Multiple Modes of Action Potential Initiation and Propagation in
Mitral Cell Primary Dendrite. J. Neurophysiol. 88: 2755-2764, 2002. The mitral cell primary dendrite plays
an important role in transmitting distal olfactory nerve input from
olfactory glomerulus to the soma-axon initial segment. To understand
how dendritic active properties are involved in this transmission, we
have combined dual soma and dendritic patch recordings with
computational modeling to analyze action-potential initiation and
propagation in the primary dendrite. In response to depolarizing
current injection or distal olfactory nerve input, fast
Na+ action potentials were recorded along the
entire length of the primary dendritic trunk. With weak-to-moderate
olfactory nerve input, an action potential was initiated near the soma
and then back-propagated into the primary dendrite. As olfactory nerve input increased, the initiation site suddenly shifted to the distal primary dendrite. Multi-compartmental modeling indicated that this
abrupt shift of the spike-initiation site reflected an independent thresholding mechanism in the distal dendrite. When strong olfactory nerve excitation was paired with strong inhibition to the mitral cell
basal secondary dendrites, a small fast prepotential was recorded at
the soma, which indicated that an action potential was initiated in the
distal primary dendrite but failed to propagate to the soma.

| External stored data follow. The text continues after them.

PR #5105, opened 2024-05-08
Do not create aliases for forced port signals

### LINKED ISSUE #5062: Probable bug in force behavior
> Can you attach an example that shows the issue?  (Must be openly licensed, ideally in test_regress format.)
>

I have a reproducible test case in this repo (https://github.com/jackkoenig/verilator-force-issue),

Code works fine in Verilator v5.022 and before, but is present in Verilator v5.024 and current head of master (a9664b8d1).
I bisected the issue to be introduced in commit https://github.com/verilator/verilator/commit/5e1fc6e24d9c2706d9871de9bec25cebf2a95ac7

macOS Ventura 13.5, verilator built from source

I'll paste the contents of the README here:

# Verilator Force Issue

**Disclaimer**: Apologies that the C++ wrapping the Verilator simulation is a more complex than it needs to be.
I believe the problem is understandable from just the Verilog so I figured I wouldn't bother minimizing that infrastructure any further.

# Introduction

This is a reproducible test case for a probable bug in Verilator v5.024

You can run the test with `make replay` (or just `make`).
It will default to using the `verilator` on your `PATH`, but you can set the `VERILATOR` environment variable to point to a different `verilator` binary.

Correct operation, e.g. using Verilator v5.022 results in the following output (and an exit value of `0`):

```
r ready
k ack
b 00000040 000000000000000A
k ack
[ 0]: dut.r = 0x002a, dut.out = 0x002a
[ 1]: dut.r = 0x002a, dut.out = 0x002a
[ 2]: dut.r = 0xdead, dut.out = 0xbeef
[ 3]: dut.r = 0xdead, dut.out = 0xbeef
b 00000040 0000000000000003
grep 'Verilog $finish' /Users/koenig/work/verilator-testcase-simple/simulation-log.txt
- primary-sources/ProbeSpec.sv:26: Verilog $finish
```

Incorrect operation using Verilator v5.024 results in the following output (and a non-zero exit value):

```
r ready
k ack
b 00000040 000000000000000A
k ack
[ 0]: dut.r = 0x002a, dut.out = 0x002a
[ 1]: dut.r = 0x002a, dut.out = 0x002a
[ 2]: dut.r = 0xbeef, dut.out = 0xbeef
/bin/sh: line 1: 19207 Done                    cat /Users/koenig/work/verilator-testcase-simple/execution-script.txt
     19208                       | sed -n 's/^[0-9]*> \(.*\)/\1/p'
     19209 Abort trap: 6           | SVSIM_SIMULATION_LOG=/Users/koenig/work/verilator-testcase-simple/simulation-log.txt SVSIM_SIMULATION_TRACE=/Users/koenig/work/verilator-testcase-simple/trace /Users/koenig/work/verilator-testcase-simple/simulation
grep 'Verilog $finish' /Users/koenig/work/verilator-testcase-simple/simulation-log.txt
make: *** [replay] Error 1
```

## Diagnosis

The issue is with forcing both a register and an output port driven by that register.
The target code in question:
```verilog
// From primary-sources/Top.sv
module Top(
  input         clock,
  output [15:0] out
);
  reg [15:0] r;
  always @(posedge clock)
    r <= 16'h2A;
  assign out = r;
endmodule
```

These values are forced by a module above:
```verilog
// From primary-sources/ProbeSpec.sv

force ProbeSpec.dut.r = 16'hdead;
// If you comment out the below line, the $fatal below does not occur
force ProbeSpec.dut.out = 16'hbeef;
```

When both `Top.r` and `Top.out` are forced to different values, `Top.r` should get the value it is forced to, but instead, it is getting the value forced to `Top.out` as illustrated in the output above.

I bisected the issue to be introduced in commit https://github.com/verilator/verilator/commit/5e1fc6e24d9c2706d9871de9bec25cebf2a95ac7

gezalore:
+ don't remove forced signals in V3Const and Dfg

Fixes #5062

### DIFF
--- a/src/V3Force.cpp
+++ b/src/V3Force.cpp
@@ -64,15 +64,6 @@ class ForceConvertVisitor final : public VNVisitor {
             m_rdVarp->addNext(m_enVarp);
             m_rdVarp->addNext(m_valVarp);
             varp->addNextHere(m_rdVarp);
-
-            if (varp->isPrimaryIO()) {
-                varp->v3warn(
-                    E_UNSUPPORTED,
-                    "Unsupported: Force/Release on primary input/output net "
-                        << varp->prettyNameQ() << "\n"
-                        << varp->warnMore()
-                        << "... Suggest assign it to/from a temporary net and force/release that");
-            }
         }
     };
 
--- a/src/V3AstNodeOther.h
+++ b/src/V3AstNodeOther.h
@@ -1809,6 +1809,7 @@ class AstVar final : public AstNode {
     bool m_trace : 1;  // Trace this variable
     bool m_isLatched : 1;  // Not assigned in all control paths of combo always
     bool m_isForceable : 1;  // May be forced/released externally from user C code
+    bool m_isForcedByCode : 1;  // May be forced/released from AstAssignForce/AstRelease
     bool m_isWrittenByDpi : 1;  // This variable can be written by a DPI Export
     bool m_isWrittenBySuspendable : 1;  // This variable can be written by a suspendable process
 
@@ -1854,6 +1855,7 @@ class AstVar final : public AstNode {
         m_trace = false;
         m_isLatched = false;
         m_isForceable = false;
+        m_isForcedByCode = false;
         m_isWrittenByDpi = false;
         m_isWrittenBySuspendable = false;
         m_attrClocker = VVarAttrClocker::CLOCKER_UNKNOWN;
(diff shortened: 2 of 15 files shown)


src/V3Force.cpp
```diff
@@ -64,15 +64,6 @@ class ForceConvertVisitor final : public VNVisitor {
...
             varp->addNextHere(m_rdVarp);
-
-            if (varp->isPrimaryIO()) {
-                varp->v3warn(
-                    E_UNSUPPORTED,
-                    "Unsupported: Force/Release on primary input/output net "
-                        << varp->prettyNameQ() << "\n"
-                        << varp->warnMore()
-                        << "... Suggest assign it to/from a temporary net and force/release that");
-            }
```
wsnyder, line 75: t_force_mid tries it on a primary output, but please add a test to also check it works as a primary output.

Also t_force_mid.out should be deleted.

With those fixed and tests passing feel free to merge

wsnyder: test it on a primary **input**.

PR #5110, opened 2024-05-09
Fix method calls parsing in constraints

kozdra:
Previous error:

```
%Error: t/t_constraint_xml.v:55:11: Cannot call non-static member function 'strings_equal' without object (IEEE 1800-2023 8.10)
                                  : ... note: In instance 't'
   55 |       if (strings_equal(state, "ok"))
      |           ^~~~~~~~~~~~~
```

Replaces #5056

### DIFF
--- a/src/V3Width.cpp
+++ b/src/V3Width.cpp
@@ -214,6 +214,7 @@ class WidthVisitor final : public VNVisitor {
     const AstCell* m_cellp = nullptr;  // Current cell for arrayed instantiations
     const AstEnumItem* m_enumItemp = nullptr;  // Current enum item
     const AstNodeFTask* m_ftaskp = nullptr;  // Current function/task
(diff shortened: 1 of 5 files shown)


src/V3Width.cpp
```diff
@@ -5562,6 +5563,13 @@ class WidthVisitor final : public VNVisitor {
                                         // func
         }
     }
+    void visit(AstConstraint* nodep) override {
+        if (nodep->didWidth()) return;
+        m_constraintp = nodep;
+        userIterateChildren(nodep, nullptr);
+        m_constraintp = nullptr;
```
wsnyder, line 5570:
```suggestion
        VL_RESTORER(m_constraintp);
        m_constraintp = nodep;
        userIterateChildren(nodep, nullptr);
```

PR #5113, opened 2024-05-10
Fix vpiInertialDelay for memories

toddstrader:
`vpi_put_value()` with `vpiInertialDelay` was broken for memories.  This was happening because I captured the necessary values to construct a `VerilatedVpioVar` instead of just making a copy of the `VerilatedVpioVar`.  Making the copy works for the `VerilatedVpioMemoryWord` case too which is what you get when you put to a memory word.

### DIFF
--- a/include/verilated_vpi.cpp
+++ b/include/verilated_vpi.cpp
@@ -631,14 +631,14 @@ public:
 };
 
 class VerilatedVpiPutHolder final {
-    VerilatedVpioVar m_vo;
+    VerilatedVpioVar m_var;
     s_vpi_value m_value;
     std::string m_str;
     std::vector<s_vpi_vecval> m_vector;
 
 public:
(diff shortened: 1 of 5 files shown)


include/verilated_vpi.cpp
```diff
@@ -631,16 +631,14 @@ class VerilatedVpiCbHolder final {
 };
 
 class VerilatedVpiPutHolder final {
-    const VerilatedVar* m_varp;
-    const VerilatedScope* m_scopep;
+    VerilatedVpioVar m_vo;
```
wsnyder, line 634: Maybe still v_varp?  m_vo seems a little too short to be easily readable and understood.

toddstrader:
> Maybe still m_varp? m_vo seems a little too short to be easily readable and understood.

Sure, but I assume we want `m_var` since this member is not a pointer.

Issue #4700, opened 2023-11-17
Support 2D dynamic array initialization


stevobailey:
Example code (`temp.sv`):
```
function automatic void array_2d();
  bit myarray [][];
  myarray = new[3];
  foreach (myarray[i])
    myarray[i] = new[4];
endfunction
```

As the
inhibition became weaker, a "double-spike" was often observed at
the dendritic recording site, corresponding to a single action
potential at the soma. Simulation demonstrated that, in the course of
forward propagation of the first dendritic spike, the action potential
suddenly jumps from the middle of the dendrite to the axonal
spike-initiation site, leaving the proximal part of primary dendrite
unexcited by this initial dendritic spike. As Na+
conductances in the proximal dendrite are not activated, they become
available to support the back-propagation of the evoked somatic action
potential to produce the second dendritic spike. In summary, the
balance of spatially distributed excitatory and inhibitory inputs can
dynamically switch the mitral cell firing among four different modes:
axo-somatic initiation with back-propagation, dendritic initiation
either with no forward propagation, forward propagation alone, or
forward propagation followed by back-propagation.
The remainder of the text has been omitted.